Bitcoin exchange inflows plummet to near two-year lows, suggesting dwindling sell-side pressure and setting the stage for a potential market rebound.
The tide may be turning for Bitcoin as a stark decline in exchange inflows hints at a market starved of sellers and ripe for a comeback.
Data from on-chain analytics platforms reveals that the seven-day average of BTC sent to major exchanges has plummeted by 64% since November, sinking to levels last seen in May 2023. Back then, Bitcoin traded below $30,000; today, it hovers above $84,000, defying expectations of a prolonged sell-off.

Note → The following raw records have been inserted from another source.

PR #132, opened 2017-11-02
Fixed the logout error when sending Logoutresponse against ADFS

albertogeniola:
This fix solves the problem affecting Logout Request against the Windows AD FS. 
Without this fix, the LogoutRequest is sent with the SPNameQualifier set, while ADFS does not like it (ADFS behavior is correct according to the definition dictated by the Standard).


pitbulk:
See https://github.com/onelogin/java-saml/commit/ba141697df4bb1cd670c61307e1de7767670bf8c

PR #133, opened 2017-11-10
Inline slo signature

waynewoodfield:
This week, I encountered an IdP that sent me a LogoutResponse containing a signature embedded within the SAMLResponse, instead of split out into separate Signature/SigAlg query parameters.  With much stealing from SamlResponse.java object, I added support for this type of signature.

### DIFF
--- a/core/src/main/java/com/onelogin/saml2/logout/LogoutResponse.java
+++ b/core/src/main/java/com/onelogin/saml2/logout/LogoutResponse.java
@@ -3,10 +3,7 @@ package com.onelogin.saml2.logout;
 import java.io.IOException;
 import java.net.URL;
 import java.security.cert.X509Certificate;
-import java.util.Calendar;
-import java.util.HashMap;
-import java.util.Map;
-import java.util.Objects;
+import java.util.*;
 
 import javax.xml.xpath.XPathExpressionException;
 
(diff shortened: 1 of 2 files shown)


pitbulk:
The HTTP-Redirect binding uses the SAML Messages, RelayState and Signature and SigAlg as GET parameters.

The HTTP-POST binding uses SAML Mesage and RelayState as POST parameters, and Signature is embedded inside the SAML Message

We support  HTTP-POST binding on ACS URL, but rest of the toolkits uses HTTP-Redirect binding and we don't plan to support a different protocol.

waynewoodfield:
Somehow I knew you would have a ready answer for that :-)  I’ll continue to utilize my versatile LogoutResponse on my fork, to support my client, and you can feel free to take this if ever more people need this support.

I can understand why you would not want to take the time to implement this for an uncommon feature.  But now that I have it implemented here, why do you actively not want it?  Just curious.

Wayne Woodfield

pitbulk:
The goal of the toolkit is to offer an SP with the minimun implementation and the easiest settings able to communicate with most of the IdPs.

Im sure that you selected for your customer that toolkit because you found it easy..otherwise..ypu could use other open source alternative that support all the bindings, but are complex with complex settings.

Instead ask the SP to support all bindings..why not ask IdP software to support the minimun bindings defined on the SAML standard as required?

If I know accept your PR for LogoutResponse, I need to do the same flr LogoutRequest...and then why not only support POST when receiving SAML SLO messages, why not implement the ability to send SLO messages using POST...and after that.. why not support Artifact binding...why not support AttributeQuery....

Issue #134, opened 2017-11-30
Some unit tests are testing for wrong conditions


cgdt:
Some tests like eg. AuthnResponseTest.testOnlyRetrieveAssertionWithIDThatMatchesSignatureReference() or LogoutRequestTest.testGetNameIdDataWrongKey() are testing wrong conditions. Especially, the ExpectedException object is incorrectly placed. For instance have a look at: 
```
public void testOnlyRetrieveAssertionWithIDThatMatchesSignatureReference() throws Exception {
	expectedEx.expect(ValidationError.class);
	expectedEx.expectMessage("SAML Response could not be processed");

	Saml2Settings settings = new SettingsBuilder().fromFile("config/config.my.properties").build();
	String samlResponseEncoded = Util.getFileAsString("data/responses/invalids/wrapped_response_2.xml.base64");
	SamlResponse samlResponse = new SamlResponse(settings, newHttpRequest(samlResponseEncoded));

	String nameID = samlResponse.getNameId();
	assertFalse(samlResponse.isValid());
	assertFalse("root@example.com".equals(nameID));
}
```
that test expects a ValidationError exception when calling isValid() but the exception is thrown in the SamlResponse() constructor, so the isValid() function will never be called and never be tested.

The correct placement of the expectedEx calls would be immediately before the call that should raise the exception:
```
public void testOnlyRetrieveAssertionWithIDThatMatchesSignatureReference() throws Exception {
	Saml2Settings settings = new SettingsBuilder().fromFile("config/config.my.properties").build();
	String samlResponseEncoded = Util.getFileAsString("data/responses/invalids/wrapped_response_2.xml.base64");
	SamlResponse samlResponse = new SamlResponse(settings, newHttpRequest(samlResponseEncoded));

	String nameID = samlResponse.getNameId();

	expectedEx.expect(ValidationError.class);
	expectedEx.expectMessage("SAML Response could not be processed");
	samlResponse.isValid();

	assertFalse("root@example.com".equals(nameID));
}
```
This test will now fail because the exception is thrown when the samlResponse object should be created.

BTW, since isValid() should throw testing its return value is useless and the following `assertFalse("root@example.com".equals(nameID));` test is also useless.

pitbulk:
Thanks, I will review them.
Do you have a PR to solve the issues you found?

cgdt:
[...]

PR #135, opened 2017-12-01
- fixed unit tests (see #134)

cgdt:
- moved expectedEx calls to correct position
- some tests are failing now (see // TODO comments)


pitbulk:
In the cases where you place the TODO, is expected that the Auth object creation throws the error, so it is ok to put the raise before the Auth constructor,

PR #151, opened 2018-03-21
Fix #149 - check certificate fingerprint before validating signature

### LINKED ISSUE #149: Confusing validation error
I spent quite a while figuring this out, and I think this can be improved.
I was getting SAML responses that were signed with a certificate different from the certificate that is configured in the IdP.
The error was "signature validation failed". The call was actually passed down to XmlSec. XmlSec tried to validate the signature in the response with the configured certificate, rightfully blowing chunks.
It'd be a lot better if the error was that the certificates didn't match.

veselov:
The error doesn't propagate to SamlResponse, otherwise the signature on `Util.validateSign()` will have to change. Let me know it you'd prefer that. Otherwise, the error message should change to indicate possible failure reasons. `validateSign()` now also prints a different warning if the fingerprint doesn't match.


pitbulk:
Thanks for the fast PR, I will review it and merge as soon as possible.

core/src/main/java/com/onelogin/saml2/util/Util.java
```diff
@@ -967,19 +981,35 @@ public static Boolean validateSignNode(Node signNode, X509Certificate cert, Stri
...
+			}
+
 			if (cert != null) {
-				res = signature.checkSignatureValue(cert);
+
+				// Issue #149, don't check signature if the certificate doesn't match the certificate in the XML
+
+				if (extractedFingerprint != null && !calculateX509Fingerprint(cert, alg).equals(extractedFingerprint)) {
+					// certificate is present in the signature, it must match the certificate that we have.
+					LOGGER.warn("Certificate used in the document does not match one of configured certificates");
```
anderson-sillos: When we have multiple certificates, fake warnings could be throwed.

veselov:
Would you rather all warnings are printed in a batch after all of them fail? This will require dragging richer return type from Util.validateSignature()... In which case, I'd do it differently, and be more precise to the cause of error when throwing.

core/src/main/java/com/onelogin/saml2/util/Util.java
veselov: Would you rather all warnings are printed in a batch after all of them fail? This will require dragging richer return type from Util.validateSignature()... In which case, I'd do it differently, and be more precise to the cause of error when throwing.

anderson-sillos: No, it would be better throw warning only when all certify checking was failed.

veselov: I'm sorry, can you please clarify?
`Util.validateSignature()` doesn't know that there are more certificates available. If error that explains its reason, is printed only when all certificates are checked, either all certificates need to be passed to `Util.validateSignature()`, or `Util.validateSignature()` needs to return more information to the caller, so the caller can collate the errors. Or am I missing something here?

veselov:
ping? Do you need me to rebase this?

veselov:
Can it at least be LOGGER.warn()? Otherwise, I don't see much different to the patch I suggested, except for not changing the error message, which is, I guess, fine. Would you like me to modify the PR?

pitbulk:
I think its ok to set LOGGER.warn

pitbulk:
Sorry for the delay.

@veselov  and @anderson-sillos Can you review if that commit matches what you were looking for?
https://github.com/onelogin/java-saml/commit/04b6adb42ccead7923d8e285070ad9abfe57e602

pitbulk:
@veselov and @anderson-sillos are you able to review https://github.com/onelogin/java-saml/commit/04b6adb42ccead7923d8e285070ad9abfe57e602?

veselov:
It will do the job. I would look funny at the use of string constants for object exchange, and use of a map, not defining a data class for the data, but the fix addresses my initial concerns. Thank you.

PR #155, opened 2018-03-29
Update README.md

GaryPWhite:
according to:

https://stackoverflow.com/questions/13924825/safe-cast-to-hash-map

It's not implicit to cast HashMap from a Map without a potential Exception. since [auth.getAttributes()](https://stackoverflow.com/questions/13924825/safe-cast-to-hash-map) returns a "Map", updating to reflect this change.


README.md
```diff
@@ -438,7 +438,7 @@ if (!errors.isEmpty()) {
         }
```
pitbulk: gegetSettings?

GaryPWhite: typo, my bad :)

PR #185, opened 2018-09-04
Add custom requestId to AuthnRequest constructor

AriPaaWun:
Currently hardcoded `ONELOGIN_` prefix in the id leaks the used library to all requests.
This change makes it possible to use a custom value in the SAMLRequest.

This change upholds the backwards compatibility with existing functionality.


pitbulk:
The use of ONELOGIN_ is intentioned, so we easily recognize SAML Messages generated with OneLogin's toolkits.

AriPaaWun:
That's fine and I don't suppose that you change it.

Would you still consider merging this to serve more use cases?

keveri:
Also nothing against the default value :+1:, just adding some thoughts on configurability. 

In some environments it would be very beneficial to give as little information as possible to the attackers. Especially about input handling and parsing of XML. So it would be great to be able to configure this without forking the project for such a small thing.

AriPaaWun:
@pitbulk So, would it be ok to add a new property to `Saml2Settings` and use it when calling `Util.generateUniqueID()`?

pitbulk:
Continues at #187

PR #187, opened 2018-09-20
Add a property for unique ID prefix

AriPaaWun:
Made it possible to change the prefix of unique ID through properties.
If property is not set the default value of "ONELOGIN_" is used.

This PR overrides #185

### DIFF
--- a/README.md
+++ b/README.md
@@ -344,6 +344,11 @@ onelogin.saml2.contacts.technical.given_name = Technical Guy
 onelogin.saml2.contacts.technical.email_address = technical@example.com
 onelogin.saml2.contacts.support.given_name = Support Guy
 onelogin.saml2.contacts.support.email_address = support@example.com
+
+# Prefix used in generated Unique IDs.
+# Optional, defaults to ONELOGIN_ or full ID is like ONELOGIN_ebb0badd-4f60-4b38-b20a-a8e01f0592b1.
+# At minimun, the prefix can be non-numeric character such as "_".
+# onelogin.saml2.unique_id_prefix = _
 ```
 
 ##### Dynamic Settings
--- a/core/src/main/java/com/onelogin/saml2/authn/AuthnRequest.java
+++ b/core/src/main/java/com/onelogin/saml2/authn/AuthnRequest.java
@@ -86,7 +86,7 @@ public class AuthnRequest {
 	 *            When true the AuthNReuqest will set a nameIdPolicy
 	 */
 	public AuthnRequest(Saml2Settings settings, boolean forceAuthn, boolean isPassive, boolean setNameIdPolicy) {
-		this.id = Util.generateUniqueID();
+		this.id = Util.generateUniqueID(settings.getUniqueIDPrefix());
 		issueInstant = Calendar.getInstance();
 		this.isPassive = isPassive;
 		this.settings = settings;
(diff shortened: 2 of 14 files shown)


pitbulk:
As I suggested on #185, 

```
--- src/main/java/com/onelogin/saml2/util/Util.java
+++ src/main/java/com/onelogin/saml2/util/Util.java
@@ -105,7 +105,7 @@ public final class Util {
 
     private static final DateTimeFormatter DATE_TIME_FORMAT = DateTimeFormat.forPattern("yyyy-MM-dd'T'HH:mm:ss'Z'").withZone(DateTimeZone.UTC);
        private static final DateTimeFormatter DATE_TIME_FORMAT_MILLS = DateTimeFormat.forPattern("yyyy-MM-dd'T'HH:mm:ss.SSS'Z'").withZone(DateTimeZone.UTC);
-       public static final String UNIQUE_ID_PREFIX = "ONELOGIN_";
+       public static String UNIQUE_ID_PREFIX = "ONELOGIN_";
```

That simple change of removing the final from UNIQUE_ID_PREFIX declaration will allow you to later execute
```
Util.UNIQUE_ID_PREFIX = "Lalala_";
```
just after constructing the auth method like the following example related to the do_login.jsp:

```
Auth auth = new Auth(request, response);
Util.UNIQUE_ID_PREFIX = "CustomPrefix_";
if (request.getParameter("attrs") == null) {
	auth.login();
} else {
	auth.login(request.getContextPath() + "/attrs.jsp");
}
```

I don't consider a new setting is required, what do you think?

AriPaaWun:
Changing the static `UNIQUE_ID_PREFIX` in this way is changing a global state.
This is can lead to difficult to find bugs, especially in multithreaded environments.

Also requiring the library user to remember to set this value always before calling something
that will call `Util.generateUniqueID()` is an unnecessary burden. If the value is not set everywhere,
there can be different prefixes during different points of the application's execution.

I understand that the library makes it possible to use different settings for different operations,
but I still feel that making the option explicit in the properties is better than trying tell the user
to change the static field.

So, as an end user I'd rather have an extra property that clearly states what it is for.

pitbulk:
I get your point, but my main goal is to reduce the number of settings that the final user needs to care.
And that feature I think is useful for a very low minority of the people using the toolkit.

AriPaaWun:
Ok, how about not mentioning this setting in the README?
If the property is not set, the prefix will default to `ONELOGIN_` and users do not need to even consider it.

pitbulk:
Ok, I decided to merge your commit, but before doing it.

Can you keep the generateUniqueID method with no parameter to keep compatibility?


```
public static String generateUniqueID(String prefix) {
        if (prefix == null || StringUtils.isEmpty(prefix)) {
			prefix = Util.UNIQUE_ID_PREFIX
        }
	return prefix + UUID.randomUUID();
}

public static String generateUniqueID() {
           this.generateUniqueID(null);
}

Also manintain the UNIQUE_ID_PREFIX at the Util class
public static final String UNIQUE_ID_PREFIX = "ONELOGIN_";

instead creating a new one at Saml2Settings.java
public static final String DEFAULT_UNIQUE_ID_PREFIX = "ONELOGIN_";

AriPaaWun:
Ok, I made a separate commit, so that you can check it more easily.
If you give a go ahead, I'll squash it for you to merge.

PR #195, opened 2018-10-11
IDP SAML Response verification parametrized

tuvok7:
In some cases one would like to parametrize SAML Response signature. Some SAML providers, e.g. Siteminder allow IDP configuration that does not sing SAML Responses. 
For such a case I've introduced new parameter in the "onelogin.saml.properties" configuration file with a name: "onelogin.saml2.security.verify_response_signature". Setting this parameter to false by adding the following line:
onelogin.saml2.security.verify_response_signature = true

to the onelogin.saml.properties file skips the SAML Response signature verification step in the validation process.

### DIFF
--- a/core/src/main/java/com/onelogin/saml2/authn/SamlResponse.java
+++ b/core/src/main/java/com/onelogin/saml2/authn/SamlResponse.java
@@ -280,31 +280,33 @@ public class SamlResponse {
 				}
 			}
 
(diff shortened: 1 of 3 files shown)


pitbulk:
```
skips the SAML Response signature verification step in the validation process.
```
The java-saml toolkit requires SAMLResponse to be sent using the HTTP-POST protocol and Signature needs to be embedded.

Introducing the described parameter can be "SO DANGEROUS", since it bypasses the signature validation process.

PR #200, opened 2018-11-16
Bump the Jacoco plugin allowing JDK11 builds

magott:
The current version of the jacoco plugin causes build errors if building with JDK 11. Bumping to the latest works. I have tested this with Jdk 11 and jdk 8. I have been unsuccessful in my archaeological studies trying to locate a JDK7, so not been able to test against that.


pitbulk:
Based on Travis results, it seems that works ok jdk7. So let's merge.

“Sellers have dried up,” declared Axel Adler Jr., a CryptoQuant contributor, in a recent analysis. “Welcome to the zone of asymmetric demand.” The numbers paint a clear picture: daily sell pressure on top exchanges has collapsed from 81,000 BTC to just 29,000 BTC, a drop that has analysts cautiously optimistic.

The trend suggests that the market has absorbed waves of profit-taking after Bitcoin’s brief surge past $100,000 in late 2024. Now, with inflows at multiyear lows, the stage could be set for a supply squeeze. “April-May might just be the calm before the next impulse,” Adler added.
Even Binance, typically a hotspot for trader activity, shows unusual restraint. Short-term holders are sending just 6,300 BTC to the platform a fraction of the 24,700 BTC average seen elsewhere. “This isn’t panic,” noted Joao Wedson of Alphractal. “It’s a neutral stance, almost like the market is holding its breath.”
For Bitcoin, a coin long battered by volatility, the silence of sellers could be the quiet before a storm or the lull before a leap. Either way, the charts are whispering: the next move might not be down.